# images of graphy subjects

In [None]:
%matplotlib inline
import matplotlib.pyplot as plt
import seaborn as sns
sns.set_style('white')
plt.rcParams['figure.figsize'] = (20, 20)

import itertools
import re

import pandas as pd
import numpy as np
import networkx as nx

from sklearn.cluster import AgglomerativeClustering

from umap import UMAP
from tqdm import tqdm_notebook as tqdm

In [None]:
def flatten(input_list):
    return [item 
            for sublist in input_list 
            for item in sublist]

def clean(subject):
    return subject.strip().lower().replace('<p>', '')

In [None]:
df = pd.read_json('data/calm_records.json')

In [None]:
df['AltRefNo'] = df['AltRefNo'].dropna().apply(lambda x: x[0])
df['Subject'] = df['Subject'].dropna().apply(lambda x: list(map(clean, x)))

In [None]:
dirty_subjects = flatten(df['Subject'].dropna().tolist())
subjects = list(set(map(clean, dirty_subjects)))

In [None]:
adjacency = pd.DataFrame(data=0, 
                         index=subjects, 
                         columns=subjects)

In [None]:
for row_of_subjects in tqdm(df['Subject'].dropna()):
    
    clean_row = list(set([clean(subject) for subject in row_of_subjects]))
    
    for subject_1, subject_2 in itertools.product(clean_row, repeat=2):
        adjacency[subject_1][subject_2] += 1

In [None]:
G = nx.from_pandas_adjacency(adjacency)
nx.draw_spring(G, node_size=60)

### quite complicated
lets get rid of the rare subjects and only look at common ones

subject_counts = pd.Series(map(clean, dirty_subjects)).value_counts() 
rare_subjects = subject_counts[subject_counts < 10].index.values

len(subjects) - len(rare_subjects) 

mini_adjacency = (adjacency
                  .drop(rare_subjects, axis=0)
                  .drop(rare_subjects, axis=1))

In [None]:
mini_adjacency = adjacency.mask(mini_adjacency < 10, 0)
mini_adjacency

In [None]:
G = nx.from_pandas_adjacency(mini_adjacency)

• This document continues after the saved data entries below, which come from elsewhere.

PR #87, opened 2016-05-25
Fixes #85: Collection deletion confirmation prompt.

### LINKED ISSUE #85: Implement deletion confirmation form to collections
We should implement the same UI for deleting collections as the one we landed for buckets in #83.

n1k0:
Refs #85.

No component tests waiting for functional tests as discussed with @leplatrem.

Btw, r=? @leplatrem :D

### DIFF
--- a/scripts/components/CollectionEdit.js
+++ b/scripts/components/CollectionEdit.js
@@ -1,8 +1,31 @@
 import React, { Component } from "react";
+import Form from "react-jsonschema-form";
 
 import CollectionForm from "./CollectionForm";
 import Spinner from "./Spinner";
 
+
+const deleteSchema = {
+  type: "string",
+  title: "Please enter the collection name to delete as a confirmation",
+};
+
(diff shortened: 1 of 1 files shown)


scripts/components/CollectionEdit.js
```diff
@@ -1,26 +1,50 @@
...
+  const validate = (formData, errors) => {
+    if (formData !== cid) {
+      errors.addError("The collection name does not match.");
+    }
+    return errors;
+  };
+  return (
+    <Form
+      schema={deleteSchema}
+      validate={validate}
```
Natim: So you actually added the validation :+1:

Natim:
LGTM

scripts/components/CollectionEdit.js
n1k0: [Yes!](https://github.com/mozilla-services/react-jsonschema-form/pull/163)

Though there's no way to define custom validation for userland collections in the admin just yet. Here it's only used internally.

PR #91, opened 2016-05-30
Handle nested keys for the displayFields.

Natim:
- [x] Nested behavior
- [x] Add tests

Early feedback from @n1k0 (can you point me where I should add the tests? Is it possible to unittest recordField?)

### DIFF
--- a/README.md
+++ b/README.md
@@ -94,6 +94,45 @@ browser needs.
 
 Instead, run the development server, as above.
 
+### How to display a nested field value using the collection displayFields property?
+
+Use the pointed notation.
+
+For example, if you have the following record:
+
+```
+{
+  "data": {
+    "attachement": {
+      "filename": "font.ttf"
+    }
+  }
+}
+```
+
+You can use ``attachment.filename``.
+
+We tried our best to make it work with properties having dots in their name.
+
+For instance:
+
+```
+{
+  "data": {
+    "target": {
+      "proof.hash": "abcd",
+    "merkle.tree": {
+         "file.name": "foobar"
+      }
+    }
+  }
+}
+
+```
+
+If you use ``target.merkle.tree.file.name`` it will render the string
+``foobar`` and ``target.proof.hash`` will render ``abcd``.
+
 ## License
 
 Apache Licence Version 2.0
--- a/README.md
+++ b/README.md
@@ -96,7 +96,7 @@ Instead, run the development server, as above.
 
 ### How to display a nested field value using the collection displayFields property?
 
-Use the pointed notation.
+Use the *dot* notation.
 
 For example, if you have the following record:
 
@@ -110,7 +110,7 @@ For example, if you have the following record:
 }
 ```
 
-You can use ``attachment.filename``.
+You can use `attachment.filename`.
 
 We tried our best to make it work with properties having dots in their name.
 
@@ -121,7 +121,7 @@ For instance:
   "data": {
     "target": {
       "proof.hash": "abcd",
-    "merkle.tree": {
+      "merkle.tree": {
          "file.name": "foobar"
       }
     }
@@ -130,8 +130,8 @@ For instance:
 
 ```
 
-If you use ``target.merkle.tree.file.name`` it will render the string
-``foobar`` and ``target.proof.hash`` will render ``abcd``.
+If you use `target.merkle.tree.file.name` it will render the string
+`foobar` and `target.proof.hash` will render `abcd`.
 
 ## License
 
--- a/scripts/components/CollectionList.js
+++ b/scripts/components/CollectionList.js
@@ -1,7 +1,7 @@
 import React, { Component } from "react";
 import { Link } from "react-router";
 
-import { recordField } from "../utils";
+import { renderDisplayField } from "../utils";
 import Spinner from "./Spinner";
 
 
@@ -39,7 +39,7 @@ class Row extends Component {
     return <tr onDoubleClick={this.onDoubleClick.bind(this)}>
       {
         displayFields.map((displayField, index) => {
-          return <td key={index}>{recordField(displayField, this.props.record)}</td>;
+          return <td key={index}>{renderDisplayField(record, displayField)}</td>;
         })
       }
       <td className="lastmod">{this.lastModified}</td>
--- a/scripts/components/CollectionList.js
+++ b/scripts/components/CollectionList.js
@@ -1,7 +1,7 @@
 import React, { Component } from "react";
 import { Link } from "react-router";
 
-import { cleanRecord } from "../utils";
+import { cleanRecord, recordField } from "../utils";
 import Spinner from "./Spinner";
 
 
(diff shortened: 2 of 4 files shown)


n1k0:
I'd probably move the whole *recordField* logic to the *utils* module and add unit tests for it.

Natim:
Ok let me do that then :+1:

Natim:
@n1k0 now ready for review.

Natim:
I added a commit to handle more complex key matching but I don't know if we want to support it.

See https://github.com/Kinto/kinto-admin/pull/91/commits/0f8ba91938f1bab0924f78ae4daeb942e831f2ff

scripts/components/CollectionList.js
```diff
@@ -34,29 +34,12 @@ class Row extends Component {
...
-    return "<unknown>";
-  }
-
   render() {
     const {bid, cid, record, displayFields} = this.props;
     return <tr onDoubleClick={this.onDoubleClick.bind(this)}>
       {
         displayFields.map((displayField, index) => {
-          return <td key={index}>{this.recordField(displayField)}</td>;
+          return <td key={index}>{recordField(displayField, this.props.record)}</td>;
```
n1k0: Nit: `record` is already destructured and available, no need to get it from `this.props`.

scripts/utils.js
```diff
@@ -28,3 +30,48 @@ export function validJSON(string) {
 export function cleanRecord(record) {
   return omit(record, ["id", "schema", "last_modified"]);
 }
+
+export function recordField(displayField, record) {
```
n1k0: How about renaming this and updating the signature to something more meaningful like `renderDisplayField(record, displayField)`?

scripts/utils.js
```diff
@@ -28,3 +30,48 @@ export function validJSON(string) {
...
+    } else {
+      return String(field);
+    }
+  } else if (displayField === "__json") {
+    return <code>{JSON.stringify(cleanRecord(record))}</code>;
+  } else if (displayField.indexOf(".") !== -1) {
+    const fields = displayField.split(".");
+
+    if (record.hasOwnProperty(fields[0])) {
+      return recordField(fields.splice(1).join("."), record[fields[0]]);
```
n1k0: As we often return early we can probably get rid of a bunch of nested if/else statements.

test/utils_test.js
```diff
@@ -0,0 +1,59 @@
+import { expect } from "chai";
+
+import {cleanRecord, recordField} from "../scripts/utils";
+
+describe("cleanRecord", () => {
```
n1k0: Thanks :)

scripts/utils.js
n1k0: Also be careful as `splice` mutates field; it's no big deal here but I'd rather see `slice` used instead.

test/utils_test.js
```diff
@@ -0,0 +1,59 @@
...
+      "supported.strange.nested": {"tree": "foobar"}
+    };
+  });
+  
+  it("should return the title field as a string", () => {
+    expect(recordField("title", record)).to.eql("I am a title");
+  });
+
+  it("should return the extras field as a JSON string", () => {
+    expect(recordField("extras", record)).to.eql('{"foo":"bar","foobar":"foo"}');
```
n1k0: Nit: `.eql(JSON.stringify(record.extras))`

scripts/utils.js
```diff
@@ -28,3 +30,48 @@ export function validJSON(string) {
...
+    } else {
+      let biggestCandidate = [];
+      let nextCandidate = [];
+      let candidates = Object.keys(record).filter((key) => {
+        return key.indexOf(fields[0]) === 0;
+      });
+
+      for (let key in candidates) {
```
n1k0: It's very strange to iterate over an array using for/in

scripts/utils.js
```diff
@@ -28,3 +30,48 @@ export function validJSON(string) {
...
+          }
+        }
+        if (nextCandidate.length > biggestCandidate.length) {
+          biggestCandidate = nextCandidate;
+        }
+      }
+
+      const key = biggestCandidate.join(".");
+      return recordField(fields.splice(biggestCandidate.length).join("."),
+                         record[key]);
```
n1k0: I'm having a tough time figuring out the actual intent of this code, so we might want to add a few comments there.

scripts/utils.js
Natim: Yes I should use "for/of" here

scripts/utils.js
n1k0: Also I'm realizing this is a useful & powerful feature which should be documented *somewhere*; it's probably worth adding a section to the docs about this.

n1k0: Or ideally a `ui:help` uiSchema directive for the `displayField` widget, so we get contextual help for free.

scripts/utils.js
```diff
@@ -28,3 +30,48 @@ export function validJSON(string) {
...
+        for (let part of fields) {
+          var candidate = nextCandidate.concat([part]).join(".");
+          if (candidates[key].indexOf(nextCandidate.concat([part]).join(".")) !== -1) {
+            nextCandidate.push(part);
+          }
+        }
+        if (nextCandidate.length > biggestCandidate.length) {
+          biggestCandidate = nextCandidate;
+        }
+      }
```
n1k0: I suspect thje code would gain in clarity if this logic is moved to a dedicated function.

README.md
```diff
@@ -94,6 +94,45 @@ browser needs.
...
+We tried our best to make it work with properties having dots in their name.
+
+For instance:
+
+```
+{
+  "data": {
+    "target": {
+      "proof.hash": "abcd",
+    "merkle.tree": {
```
n1k0: Broken indentation and json structure.

README.md
```diff
@@ -94,6 +94,45 @@ browser needs.
 
 Instead, run the development server, as above.
 
+### How to display a nested field value using the collection displayFields property?
+
+Use the pointed notation.
```
n1k0: Nit: the *dot* notation.

README.md
```diff
@@ -94,6 +94,45 @@ browser needs.
...
+         "file.name": "foobar"
+      }
+    }
+  }
+}
+
+```
+
+If you use ``target.merkle.tree.file.name`` it will render the string
+``foobar`` and ``target.proof.hash`` will render ``abcd``.
```
n1k0: Markdown inline code only requires a single backtick.

test/utils_test.js
```diff
@@ -0,0 +1,68 @@
...
+    };
+  });
+  
+  it("should return the title field as a string", () => {
+    expect(renderDisplayField(record, "title")).to.eql("I am a title");
+  });
+
+  it("should return the extras field as a JSON string", () => {
+    expect(renderDisplayField(record, "extras")).to.eql(
+      JSON.stringify({"foo": "bar", "foobar": "foo"}));
```
n1k0: Nit: here and elsewhere in other tests it would be good to always keep this formalism for consistency and to avoid having lines over 80c:

```js
expect(thing)
  .eql(expectation);
```

n1k0:
Ok this looks good to me, great feature. r+ with the remaining nit addressed.

Natim:
Thank you for your great review :)

Issue #93, opened 2016-05-30
Add ui:help for the displayField field in the collection properties form


n1k0:
Spawned from #91.

Natim:
Is a placeholder sufficient? (I know I am lazy)

![placeholder](https://cloud.githubusercontent.com/assets/229453/15654064/58d32ce4-2691-11e6-9747-61fda325b1fe.png)

n1k0:
Yes!

Natim:
I did the two solutions in https://github.com/Kinto/kinto-admin/pull/94
Tell me which one you prefer and I will remove the unwanted commit.

n1k0:
Closed by #94.

PR #94, opened 2016-05-30
Add a field description.

Natim:
First attempt on fixing #93 

It is not exactly a ``ui:help`` yet: 

placeholder


Natim:
With the ui:help it looks like that:

ui help

Any help on the wording?

n1k0:
I really prefer the placeholder approach. Simple yet super efficient.

Natim:
Ok here you go :)

PR #275, opened 2016-10-10
Fix #263: manage objects permissions

### LINKED ISSUE #263: Manage objects permissions
Along the other tabs in objects, we should have a *permissions* panel that allows to see/edit permissions

leplatrem:


css/styles.css
```diff
@@ -341,6 +341,18 @@ table.record-list td.load-more {
   margin: 0;
 }
 
+/* Permissions form table */
```
Natim: Is it commented on purpose?

n1k0:
While working on fixinf a minor styling issue with action buttons, I've added a button to edit record permissions from the list:

leplatrem:
r+

\o/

nx.draw_spring(G, node_size=60)

lots of orphans... lets get rid of those

In [None]:
orphans = [subject for subject in mini_adjacency.index.values
           if mini_adjacency[subject].sum() == mini_adjacency[subject][subject]]

mini_adjacency = (adjacency
                  .drop(orphans, axis=0)
                  .drop(orphans, axis=1))

In [None]:
G = nx.from_pandas_adjacency(mini_adjacency)

nx.draw(G, node_size=60)

### now clustering

In [None]:
embedding_2d = pd.DataFrame(UMAP(n_components=2)
                            .fit_transform(mini_adjacency))

In [None]:
n_clusters = 15

embedding_2d['labels'] = (AgglomerativeClustering(n_clusters)
                          .fit_predict(embedding_2d.values))

In [None]:
nx.draw_spring(G, node_size=40, 
               node_color=embedding_2d['labels'],
               alpha=0.1)

this thing is a real mess - subjects behave weirdly, and seem to either be weirdo one-offs, or super connected to everything. Still we can extract little structures and clusters. It's fine. Let's start using them.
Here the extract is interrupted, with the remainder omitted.